PR #6229, opened 2024-05-21
PWGCF: Added flags for Full PID IdBfFilter

bghanley1995:
Fixed an error on run where code was looking for Full PID from TPC and normal from TOF

### DIFF
--- a/PWGCF/TwoParticleCorrelations/TableProducer/identifiedBfFilter.cxx
+++ b/PWGCF/TwoParticleCorrelations/TableProducer/identifiedBfFilter.cxx
@@ -1210,7 +1210,8 @@ MatchRecoGenSpecies IdentifiedBfFilterTracks::trackIdentification(TrackObject co
   if (recoIdMethod == 0) {
     sp = kIdBfCharged;
   } else if (recoIdMethod == 1) {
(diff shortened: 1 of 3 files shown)


victor-gonzalez:
> Fixed an error on run where code was looking for Full PID from TPC and normal from TOF

Just to clarify, this description is misleading
The PR introduces Full PID in both TPC and TOF. Previously there were normal PID for both TPC and TOF
But that is not an error. With Full PID you just get better precision

victor-gonzalez (changes requested):
This code will not run unless the line
```
    if constexpr (framework::has_type_v<aod::pidtpc::TPCNSigmaPi, typename TrackObject::all_columns>) {
```
is also modified accordingly

Reminder: PR code should have been tested locally before submission

bghanley1995:
Hello Victor, I am confused. I did run locally and I don't seen any problem. I obviously trust your expertise, but I did not get any errors and saw results I expected to see when running the code.

bghanley1995:
Oh I see. Is it because with non-full TPC PID the call is `aod::pidtpc_tiny::TPCNSigmaPi`? I see my oversight in testing.

victor-gonzalez:
You should change the configuration for run it with Full PID
Also you have to use the Full TOF and Full TPC tasks in your workflow
In that way you will fully test your changes

victor-gonzalez (approved):

PR #6232, opened 2024-05-22
Update qaEfficiency.cxx

upasanasharma31:
To check simply adding the PDG value of the mother.


mfaggin (dismissed):

mfaggin:
@upasanasharma31 please fix the formatting issue, otherwise we cannot merge

njacazio:
Hi @upasanasharma31 I think this might be an issue with the HL more than an issue with the task, if we merge this we will get by default a request on the mothers

PR #6153, opened 2024-05-15
PWGHF: Basic Lambda_b task setup

mvolkl:
I added a basic framework to the Lb task for initial studies. In tests there was also a problem with taking the collision from the pion rather than the Lc in the candidate creator, which is occasionally empty, so I changed that.

PR #6237, opened 2024-05-22
PWGHF: LambdaB task and updates selector and creator

mvolkl:


vkucera:
Please try to avoid duplicating PRs. The original PR https://github.com/AliceO2Group/O2Physics/pull/6153 is already under review so it would be better to track the changes there.

PR #6260, opened 2024-05-23
DPG/PWGHF: monitor single-track efficiency from HF decays

mfaggin:
@fgrosa @fcolamar @gluparel @scattaru @mmazzilli @deepathoms this should help for the analysis of Samuele.
I still want to add the same code for the case w/o grouping by `mcCollisions`, I'll add it tomorrow and then I'll open the PR


scattaru:
Hi @mfaggin, 
Thanks a lot for this update!

Cheers,
Samuele

mfaggin:
In this PR I add the possibility to calculate the efficiency for tracks from HF decays.
This implied some changes:

- in `processMC` I needed to insert manually the loop over `McCollisions` grouping by hand the `Collisions`. This allows me to have the ungrouped `McParticles` table, avoiding unpredictable crashes in `getCharmHadronOrigin` (for b tracks, it might happen that the track is assigned to the wrong reco. collision, and if this `collision` belongs to a `mcCollision` different from the correct one for the beauty track and we work with grouped `mcCollisions`, then we miss the decay chain and the method fails)
- I also added the possibility to cut on the Z coordinate of the generated vertex (up to now, only a cut on the reco. posZ was applied)
- I replied the code in `processMCWithoutCollisions`. This duplication can be useful to study how the efficiency change if we ignore the track association to collisions (in `processMC` the efficiency is computed considering gen. particles only for reco. collisions, i.e beign a pure tracking efficiency indeed)

Tagging @fgrosa @fcolamar @scattaru @gluparel @deepathoms @mmazzilli in case they have further comments.
Tagging also @njacazio just to check whether I am not doing silly mistakes (btw from some check locally it seems ok)

alibuild (approved):

PR #6282, opened 2024-05-25
Common: add downscale factor to BC table for studies

ddobrigk:


alibuild (approved):

PR #6295, opened 2024-05-27
PWGLF: Remove V0Datas tables from cascadePreselector processes in the cascadebuilder

creetz16:
Hi @ddobrigk :)
Would it be possible to add these changes to the cascadebuilder? They would allow to run the cascadebuilder with the KF without having to run the lambdakzerobuilder to produce the V0Datas tables. 
As far as I see, the aod::V0Datas subscriptions in the cascadePreselector processes are not necessary. I ran some tests locally to make sure and everything looks fine so far. Am I overlooking something or could we indeed remove those subscriptions?

### DIFF
--- a/PWGLF/TableProducer/Strangeness/cascadebuilder.cxx
+++ b/PWGLF/TableProducer/Strangeness/cascadebuilder.cxx
@@ -1628,6 +1628,7 @@ struct cascadeBuilder {
   template <class TTrackTo, typename TCascTable>
   void buildKFStrangenessTables(TCascTable const& cascades)
   {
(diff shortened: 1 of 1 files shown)


ddobrigk:
Hi @creetz16 , indeed, I think this is a great idea and it would be useful to merge this - thanks a lot! Thanks also for testing. :-D

No objections to carrying on from my side.

creetz16:
Cool! Thanks a lot @ddobrigk :)

njacazio (approved):

njacazio:
Thanks @creetz16

PR #6307, opened 2024-05-28
PID tools: modify handleParamBase.h to use STF/ETF

jezwilkinson:
- Modify PID parameter handler (for CCDB uploads) to use STF/ETF instead of SOR/EOR information from RCT object on CCDB (following https://its.cern.ch/jira/browse/O2-3868)
  - in case STF/ETF are not available for the requested run numbers (e.g. in Run 2 data), the SOR/EOR are used as fallback
- Automatically adds recommended 2-minute buffer to start and end of validity when values from CCDB are used
- Fix minor bug in printout when setting timestamp


jezwilkinson:
@jgrosseo @iarsene @ddobrigk @ktf Hi, could this please be merged? this will ensure that future CCDB uploads for the TPC PID follow the most recent DPG guidelines for the timestamps

iarsene (approved):

PR #6311, opened 2024-05-28
PWGHF: Add configurable wrapper for event selection

vkucera:
Defines a `struct` which encapsulates event selection configuration and methods into a single task member with all its inner configurables exposed in a JSON group.

- Task configurables replaced with wrapper configurables.
  - Exposed in JSON in a `hfEvSel` block, e.g.:
    ```json
    "hf-track-index-skim-creator-tag-sel-collisions": {
        "fillHistograms": "true",
        "hfEvSel": {
            "centralityMin": "0",
            ...
        },
    ```
  - Device options (used in context inspection and on Hyperloop) get a prefix in their names: `zPvPosMax` -> `hfEvSel.zPvPosMax`.
- Creating of histograms and the function `setLabelHistoEvSel` replaced with the `addHistograms` wrapper method.
- Function `monitorCollision` replaced with the `fillHistograms` wrapper method which does not need histogram pointers as arguments.
  - Histogram filling simplified into a loop over rejection reasons, which guarantees the correct order of event rejection.
- Function `getHfCollisionRejectionMask` replaced with a wrapper method which does not need configurables as arguments.

Moves declarations of the `CentralityEstimator` enumerator into a separate header to make its usage independent from the data model and more modular.

Output validated, no significant difference in CPU or memory consumption.


mfaggin (dismissed):
thanks a lot @vkucera , it looks good to me!

mfaggin (approved):

PR #6321, opened 2024-05-29
Update qaEfficiency.cxx

upasanasharma31:
IU tracks


mfaggin (changes requested):
the case number 6 is "custom track cuts via configurables" but you are applying a cut hard-coded. I would make it configurable in some way

njacazio (approved):

PR #6322, opened 2024-05-29
Check the source of the signal for skimming

rbailhac:
The two reasons are:
a. Otherwise it is not possible to skimm with primary electrons for example. The rejection factor is much too small including secondary electrons from conversion happening far away (TRD...)
b. Otherwise there is an inconsistency between the signals defined at the reconstruction level (no source checked) and for reconstructed tracks in the histograms..


rbailhac:
Hi @iarsene , @dsekihat, @feisenhu  and @lucamicheletti93 , is this pull request ok for you ? This would allow us (dielectron) to skimm MC data with a resonable rejection factor, keeping all primary electrons. Thanks.

feisenhu (approved):

PR #6973, opened 2024-07-24
[PWGDQ] Adding extra zdc tables for SP calibrations

lucamicheletti93:
- Adding extra zdc tables for SP calibrations
- Adding histograms for offline checks


alibuild (approved):

PR #6977, opened 2024-07-24
[PWGUD] Adding 2D histos to better monitor multiplicity

rolavick:


alibuild (approved):

PR #6978, opened 2024-07-24
K*(892) optimized

murioni:
-adding a new task for K*(892)  analysis in PbPb using filters and partitions on ResonanceTables 
-adding TrackOccupancyInTimeRange and ImpactParameter to ResonanceTables

### DIFF
--- a/PWGLF/DataModel/LFResonanceTables.h
+++ b/PWGLF/DataModel/LFResonanceTables.h
@@ -53,14 +53,13 @@ enum {
   kAllCutsINELg010,
   kECend,
 };
-DECLARE_SOA_COLUMN(Cent, cent, float);                                         //! Centrality (Multiplicity) percentile (Default: FT0M)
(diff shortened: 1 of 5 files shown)


BongHwi:
Hello @murioni ,
Can we consider adding an option of trackOccupancyInTimeRange cut on the initializer or CollisionCuts?
One of the main idea of using the initializer is to handle all event selections on the initializer and minimize the analysis task.
If the trackOccupancyInTimeRange value is needed to be computed in the analysis task, we can save it on the collision table.

murioni:
> Hello @murioni , Can we consider adding an option of trackOccupancyInTimeRange cut on the initializer or CollisionCuts? One of the main idea of using the initializer is to handle all event selections on the initializer and minimize the analysis task. If the trackOccupancyInTimeRange value is needed to be computed in the analysis task, we can save it on the collision table.

Hello @BongHwi ,
I've added the occupancy cut to the CollisionCuts.h and added a configurable in ResonanceInitializer to apply this cut.
Thank you

BongHwi (approved):

PR #6996, opened 2024-07-25
PWGHF: Adapt process function for generated particles for cent cuts

fgrosa:


alibuild (approved):

PR #7008, opened 2024-07-26

yashpatley:


victor-gonzalez (approved):
I approve for the time being but there code that is replicated which I suggest to simplify 
Also there are control of right binning done at the most inner loop which I would suggest to improve it also. These checks should be done when the particles are selected, once they are it is not needed to further repeat any of the selection checks

PR #7009, opened 2024-07-26
Fixing minor issue: the MC mean must be subtracted to reco-gen DCA di…

arossi81:
…fference before scaling the latter by data/MC resolution ratio.


mfaggin:
thanks @arossi81 as we discussed this is fine with me. Can we merge it then @ddobrigk @iarsene @ktf @jgrosseo ?

jgrosseo (approved):

PR #7019, opened 2024-07-27
Common/TableProducer/qVectorsTable.cxx: q vector calibration up to cent. 90%

dsekihat:
Common/TableProducer/qVectorsTable.cxx: enable q vector calibration up to centrality 90%


dsekihat:
Dear @ddobrigk and @jikim1290 , I would like to ask to calibrate q vectors up to centrality 90%. If I understand correctly, 80% was hardcoded, because the centrality calibration was available only up to 80% a few years ago.

PR #7023, opened 2024-07-28
Common/TableProducer/qVectorsTable.cxx: change max cent from 80 to 90

dsekihat:
Common/TableProducer/qVectorsTable.cxx: change max cent from 80 to 90

### DIFF
--- a/Common/TableProducer/qVectorsTable.cxx
+++ b/Common/TableProducer/qVectorsTable.cxx
@@ -522,14 +522,14 @@ struct qVectorsTable {
       coll.centFV0A()};
     cent = centAllEstim[cfgCentEsti];
     bool IsCalibrated = true;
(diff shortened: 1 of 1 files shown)


dsekihat:
Dear @ddobrigk and @jikim1290 , I would like to ask to calibrate q vectors up to centrality 90%. If I understand correctly, 80% was hardcoded, because the centrality calibration was available only up to 80% a few years ago.

ddobrigk (approved):
Approving! Please note, in any case, that centrality goes all the way to 100% now (though beware, of course, of problems at low mult). Note also the current initiative to make a MC with flow (see the last AOT meeting) that might be relevant.

dsekihat:
Dear @ddobrigk, Thank you very much!

PR #7041, opened 2024-07-29
PWGHF: add monitoring histos from ZORRO for software triggers

fgrosa:


alibuild (approved):

PR #9286, opened 2025-01-12
[PWGCF] DptDpt -- Fix for wrong behavior excluding good ITS

victor-gonzalez:


alibuild (approved):

PR #9291, opened 2025-01-13
[PIDML] use dynamic columns instead of hardcoding

mytkom:


saganatt:
We should ask (on our team Teams channel) if anyone uses KaonPidTask and whether we can remove it.

PR #9292, opened 2025-01-13
[ALICE3] Add ms & eloss to fasttracker

jesgum:
- Addition of ms and eloss corrections to the fasttracker
- Strangeness tracking now gets resolution from the current layer from the fasttracker
- Grouped cascade configurables


jesgum:
Hi @njacazio @hscheid Could you please have look and approve if possible? Many thanks!

njacazio (approved):

PR #9301, opened 2025-01-13
[PWGCF] Jcorran mass dependence

jaelpark:


jaelpark:
Thanks! I'll look into the other recommendations eventually.

I assume I'm going to have to do a empty commit to rerun the checks once the fix for the macOS-arm check is in place. I might need another approval once that happens.

victor-gonzalez:
I'm in the same shape with one of mine so I will keep an eye

victor-gonzalez (approved):

PR #9310, opened 2025-01-14
[PWGJE] charged jet v2 code

YubiaoWang:
add rho as function of phi, jet pt distribution of in-plane and out-pf-plane using rho_local, delta pt test, and table test of event plane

[Exercise description] Only the lines above starting with the one with "Hi @ddobrigk :)" and going through the one with "PR #6307, opened 2024-05-28" are to be copied, word for word and with both ends kept.

[Answer below]
Hi @ddobrigk :)
Would it be possible to add these changes to the cascadebuilder? They would allow to run the cascadebuilder with the KF without having to run the lambdakzerobuilder to produce the V0Datas tables. 
As far as I see, the aod::V0Datas subscriptions in the cascadePreselector processes are not necessary. I ran some tests locally to make sure and everything looks fine so far. Am I overlooking something or could we indeed remove those subscriptions?

### DIFF
--- a/PWGLF/TableProducer/Strangeness/cascadebuilder.cxx
+++ b/PWGLF/TableProducer/Strangeness/cascadebuilder.cxx
@@ -1628,6 +1628,7 @@ struct cascadeBuilder {
   template <class TTrackTo, typename TCascTable>
   void buildKFStrangenessTables(TCascTable const& cascades)
   {
(diff shortened: 1 of 1 files shown)


ddobrigk:
Hi @creetz16 , indeed, I think this is a great idea and it would be useful to merge this - thanks a lot! Thanks also for testing. :-D

No objections to carrying on from my side.

creetz16:
Cool! Thanks a lot @ddobrigk :)

njacazio (approved):

njacazio:
Thanks @creetz16

PR #6307, opened 2024-05-28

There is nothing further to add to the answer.